The LightSheer pulsed diode array laser systems are indicated for use in surgical, aesthetic, and cosmetic applications in the medical specialties of general and plastic surgery, and dermatology. The LightSheer pulsed diode array laser systems are intended for use on all skin types (Fitzpatrick skin types I – VI), including tanned skin.

The LightSheer Desire Light Laser System with LightSheer ET/XC Laser Handpiece is indicated for the treatment of vascular lesions, including angiomas, telangiectasia and other benign vascular lesions, the treatment of Pseudofolliculitis Barbae (PFB). The LightSheer Desire Light Laser System with LightSheer ET/XC Laser Handpiece is also indicated for hair removal, permanent hair reduction* and the treatment of benign pigmented lesions and leg veins.

  • Note: Permanent hair reduction is defined as the long-term, stable reduction in the number of hairs regrowing when measured at 6, 9, and 12 months after the completion of a treatment regime.
Device Description

The modified LightSheer Desire Light Laser System is a non-invasive aesthetic laser system that delivers pulsed infrared laser light with a wavelength ranging from 790-830 nm (805 nm nominal). The system consists of a laser console and two optional handpieces, ET or XC, which can be connected to the console, one at a time, via a universal plug-in connector and an umbilical cable.

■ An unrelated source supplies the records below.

Issue #14467, opened 2025-04-04
A label count function for strings


djt-dy:
### Describe the problem

We use labels to show which release a string is included in. We've seen an uptick in our copy teams re-visiting strings and altering them. We're trying to work out how many times that's happening. There's effort, time and cost attached to those changes, and we'd like to try and determine that and the value of it to our business.

### Describe the solution you would like

Something like 

`count(labels)>=2`

Would be perfect!

Jin-Shikai:
Hi, please review #14527 to see if it adds this support properly.

djt-dy:
Thanks, Michal,

Looking forward to using this feature.

Rgds

David

From: github-actions[bot] ***@***.***>
Date: Thursday, 26 June 2025 at 11:56
To: WeblateOrg/weblate ***@***.***>
Cc: David Tomlinson ***@***.***>, Author ***@***.***>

The ET handpiece; delivers laser energy through a 9mm tip up to 81 J maximum. The settings for this handpiece are selectable pulse duration from 5-400 ms, selectable fluency from 10-100 J/cm² and a pulse repetition rate up to 3 Hz maximum. The XC handpiece; delivers laser energy through a 12mm x 12mm tip up to 58 J maximum. The settings for this handpiece are selectable pulse duration from 5-400 ms, selectable fluency from 10-40 J/cm² and a pulse repetition rate up to 3 Hz maximum

The laser system delivers pulsed infrared laser light from the diode array in the ET or XC handpiece to the treatment area. In standard use, the handpiece is pressed against the patient's skin and a pulse of light is delivered. To initiate energy output, the system requires redundant activation of the handpiece enable button and the handpiece trigger button while the system is in the Ready mode.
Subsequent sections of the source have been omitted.